Start of Task inputs

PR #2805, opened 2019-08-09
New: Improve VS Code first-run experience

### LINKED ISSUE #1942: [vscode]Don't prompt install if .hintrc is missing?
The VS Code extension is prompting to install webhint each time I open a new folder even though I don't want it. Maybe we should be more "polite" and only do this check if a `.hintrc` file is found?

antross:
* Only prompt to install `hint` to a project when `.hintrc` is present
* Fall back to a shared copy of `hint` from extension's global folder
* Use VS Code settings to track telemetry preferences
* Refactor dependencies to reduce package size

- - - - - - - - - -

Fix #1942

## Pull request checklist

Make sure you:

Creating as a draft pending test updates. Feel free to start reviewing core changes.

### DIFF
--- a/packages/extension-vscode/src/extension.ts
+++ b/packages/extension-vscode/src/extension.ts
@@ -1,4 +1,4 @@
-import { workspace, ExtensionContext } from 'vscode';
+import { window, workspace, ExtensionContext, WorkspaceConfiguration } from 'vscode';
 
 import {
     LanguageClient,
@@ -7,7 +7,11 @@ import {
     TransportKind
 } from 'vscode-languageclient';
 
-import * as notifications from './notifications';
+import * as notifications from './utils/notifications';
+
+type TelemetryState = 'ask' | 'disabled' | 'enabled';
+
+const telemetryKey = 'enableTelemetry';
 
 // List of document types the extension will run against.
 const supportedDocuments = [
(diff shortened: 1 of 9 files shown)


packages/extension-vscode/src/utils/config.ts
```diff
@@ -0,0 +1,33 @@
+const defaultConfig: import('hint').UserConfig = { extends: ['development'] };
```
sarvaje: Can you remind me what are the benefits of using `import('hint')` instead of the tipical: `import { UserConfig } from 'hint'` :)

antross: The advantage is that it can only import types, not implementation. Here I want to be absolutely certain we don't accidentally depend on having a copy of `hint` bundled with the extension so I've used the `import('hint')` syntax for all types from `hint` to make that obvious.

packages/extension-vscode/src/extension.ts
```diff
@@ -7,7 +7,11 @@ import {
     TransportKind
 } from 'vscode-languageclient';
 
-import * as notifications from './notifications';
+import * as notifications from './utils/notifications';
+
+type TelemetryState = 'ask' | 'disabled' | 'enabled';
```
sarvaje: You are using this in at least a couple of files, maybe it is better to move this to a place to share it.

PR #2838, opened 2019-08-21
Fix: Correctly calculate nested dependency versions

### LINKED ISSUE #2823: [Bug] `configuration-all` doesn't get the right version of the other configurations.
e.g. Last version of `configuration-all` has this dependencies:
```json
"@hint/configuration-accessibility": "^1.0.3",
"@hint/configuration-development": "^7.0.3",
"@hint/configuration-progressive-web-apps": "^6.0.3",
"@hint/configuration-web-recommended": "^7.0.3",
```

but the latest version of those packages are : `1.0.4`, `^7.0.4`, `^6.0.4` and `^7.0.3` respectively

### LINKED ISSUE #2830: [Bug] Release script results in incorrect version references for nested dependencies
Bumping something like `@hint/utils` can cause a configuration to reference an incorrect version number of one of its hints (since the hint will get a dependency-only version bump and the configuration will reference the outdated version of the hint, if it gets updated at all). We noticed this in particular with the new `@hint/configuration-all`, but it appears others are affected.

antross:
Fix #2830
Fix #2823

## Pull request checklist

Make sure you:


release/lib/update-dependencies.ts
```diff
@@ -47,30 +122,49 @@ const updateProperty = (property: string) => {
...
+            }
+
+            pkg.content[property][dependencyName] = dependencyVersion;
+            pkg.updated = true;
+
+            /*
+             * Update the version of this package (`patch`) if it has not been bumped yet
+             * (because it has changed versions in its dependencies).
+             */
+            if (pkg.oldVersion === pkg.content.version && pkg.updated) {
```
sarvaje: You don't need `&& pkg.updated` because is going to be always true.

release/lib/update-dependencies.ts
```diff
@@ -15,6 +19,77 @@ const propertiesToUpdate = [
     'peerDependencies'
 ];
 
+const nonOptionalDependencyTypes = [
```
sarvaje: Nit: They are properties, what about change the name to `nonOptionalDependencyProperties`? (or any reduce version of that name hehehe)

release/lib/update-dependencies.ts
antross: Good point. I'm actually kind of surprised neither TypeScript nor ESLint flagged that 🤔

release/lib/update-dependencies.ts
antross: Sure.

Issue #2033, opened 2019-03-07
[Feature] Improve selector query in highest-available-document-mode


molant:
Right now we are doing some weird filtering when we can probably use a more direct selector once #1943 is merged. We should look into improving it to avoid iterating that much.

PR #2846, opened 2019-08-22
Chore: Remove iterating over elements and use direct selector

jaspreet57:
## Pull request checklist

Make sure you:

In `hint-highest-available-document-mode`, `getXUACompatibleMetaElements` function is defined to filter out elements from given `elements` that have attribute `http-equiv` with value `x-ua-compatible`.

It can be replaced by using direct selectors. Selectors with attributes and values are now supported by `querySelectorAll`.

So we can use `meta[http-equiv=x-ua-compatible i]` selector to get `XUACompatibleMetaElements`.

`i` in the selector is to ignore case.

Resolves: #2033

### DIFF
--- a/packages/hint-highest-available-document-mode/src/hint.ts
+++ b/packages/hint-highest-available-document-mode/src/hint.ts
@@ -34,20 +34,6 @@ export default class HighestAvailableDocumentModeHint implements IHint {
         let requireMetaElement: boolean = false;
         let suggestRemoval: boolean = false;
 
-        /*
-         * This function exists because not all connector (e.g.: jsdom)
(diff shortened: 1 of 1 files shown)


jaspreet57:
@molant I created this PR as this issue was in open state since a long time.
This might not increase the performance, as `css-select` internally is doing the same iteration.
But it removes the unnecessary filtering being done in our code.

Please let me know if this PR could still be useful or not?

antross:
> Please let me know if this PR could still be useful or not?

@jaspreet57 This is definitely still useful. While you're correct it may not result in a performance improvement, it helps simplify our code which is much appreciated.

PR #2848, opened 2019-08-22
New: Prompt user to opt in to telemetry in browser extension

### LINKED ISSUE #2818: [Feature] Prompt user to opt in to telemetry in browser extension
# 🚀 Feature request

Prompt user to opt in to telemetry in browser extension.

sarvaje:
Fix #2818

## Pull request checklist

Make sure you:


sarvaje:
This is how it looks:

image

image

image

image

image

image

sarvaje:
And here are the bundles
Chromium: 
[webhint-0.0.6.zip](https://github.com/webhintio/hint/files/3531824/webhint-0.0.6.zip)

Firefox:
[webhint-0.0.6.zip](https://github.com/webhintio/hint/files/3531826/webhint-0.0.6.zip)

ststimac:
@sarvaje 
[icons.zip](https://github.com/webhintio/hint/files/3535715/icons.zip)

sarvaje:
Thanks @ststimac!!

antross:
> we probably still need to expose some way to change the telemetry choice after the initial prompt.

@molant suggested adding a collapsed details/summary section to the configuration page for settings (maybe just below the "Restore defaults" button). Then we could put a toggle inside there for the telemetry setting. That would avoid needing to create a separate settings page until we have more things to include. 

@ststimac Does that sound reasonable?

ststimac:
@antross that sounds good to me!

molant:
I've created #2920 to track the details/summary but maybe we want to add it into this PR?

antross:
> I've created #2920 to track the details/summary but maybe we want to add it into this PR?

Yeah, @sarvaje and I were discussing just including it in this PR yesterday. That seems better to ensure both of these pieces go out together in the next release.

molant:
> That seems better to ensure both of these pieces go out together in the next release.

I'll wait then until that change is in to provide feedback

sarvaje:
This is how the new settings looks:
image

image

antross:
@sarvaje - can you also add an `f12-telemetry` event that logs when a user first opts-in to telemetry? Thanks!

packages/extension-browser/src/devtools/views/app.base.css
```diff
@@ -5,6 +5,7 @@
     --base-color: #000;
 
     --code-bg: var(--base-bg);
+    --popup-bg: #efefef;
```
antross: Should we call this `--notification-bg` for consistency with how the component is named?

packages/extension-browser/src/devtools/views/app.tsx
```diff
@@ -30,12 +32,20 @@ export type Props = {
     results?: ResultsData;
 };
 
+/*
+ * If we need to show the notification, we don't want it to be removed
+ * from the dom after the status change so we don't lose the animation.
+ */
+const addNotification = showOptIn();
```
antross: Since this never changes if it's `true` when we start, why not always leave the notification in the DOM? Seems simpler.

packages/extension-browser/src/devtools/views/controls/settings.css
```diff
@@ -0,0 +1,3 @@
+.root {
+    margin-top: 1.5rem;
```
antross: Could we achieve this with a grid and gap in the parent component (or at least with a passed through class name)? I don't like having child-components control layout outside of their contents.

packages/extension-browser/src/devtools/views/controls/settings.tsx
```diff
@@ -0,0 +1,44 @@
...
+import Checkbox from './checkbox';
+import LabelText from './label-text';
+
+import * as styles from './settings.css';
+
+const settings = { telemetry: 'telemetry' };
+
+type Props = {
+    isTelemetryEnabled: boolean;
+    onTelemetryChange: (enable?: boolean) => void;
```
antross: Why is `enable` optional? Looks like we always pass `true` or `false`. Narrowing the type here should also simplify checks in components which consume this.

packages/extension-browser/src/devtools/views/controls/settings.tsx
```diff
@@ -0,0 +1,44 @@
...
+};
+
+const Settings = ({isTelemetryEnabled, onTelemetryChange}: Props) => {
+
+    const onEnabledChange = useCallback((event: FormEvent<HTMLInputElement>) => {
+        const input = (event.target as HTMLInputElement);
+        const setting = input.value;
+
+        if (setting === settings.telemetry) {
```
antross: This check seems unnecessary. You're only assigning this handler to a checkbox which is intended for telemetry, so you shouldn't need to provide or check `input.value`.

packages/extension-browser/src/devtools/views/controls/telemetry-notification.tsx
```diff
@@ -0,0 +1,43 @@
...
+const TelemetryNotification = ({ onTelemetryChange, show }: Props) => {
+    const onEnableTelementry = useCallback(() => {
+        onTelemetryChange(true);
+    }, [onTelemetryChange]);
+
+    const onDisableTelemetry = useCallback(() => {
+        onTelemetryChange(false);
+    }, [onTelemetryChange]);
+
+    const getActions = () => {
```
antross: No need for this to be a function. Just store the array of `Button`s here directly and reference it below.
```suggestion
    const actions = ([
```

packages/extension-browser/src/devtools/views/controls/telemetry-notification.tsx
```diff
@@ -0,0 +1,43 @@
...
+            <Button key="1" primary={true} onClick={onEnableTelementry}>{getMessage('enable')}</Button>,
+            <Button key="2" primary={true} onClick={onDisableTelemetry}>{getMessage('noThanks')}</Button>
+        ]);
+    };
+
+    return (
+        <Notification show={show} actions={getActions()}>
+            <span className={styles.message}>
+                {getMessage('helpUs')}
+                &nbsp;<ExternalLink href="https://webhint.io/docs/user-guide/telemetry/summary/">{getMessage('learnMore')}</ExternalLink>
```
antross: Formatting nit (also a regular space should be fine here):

End of Task inputs

## What you are asked to do
Search the entries for "created" and copy out each line that has it.

## The completed task
@molant I created this PR as this issue was in open state since a long time.
I've created #2920 to track the details/summary but maybe we want to add it into this PR?
> I've created #2920 to track the details/summary but maybe we want to add it into this PR?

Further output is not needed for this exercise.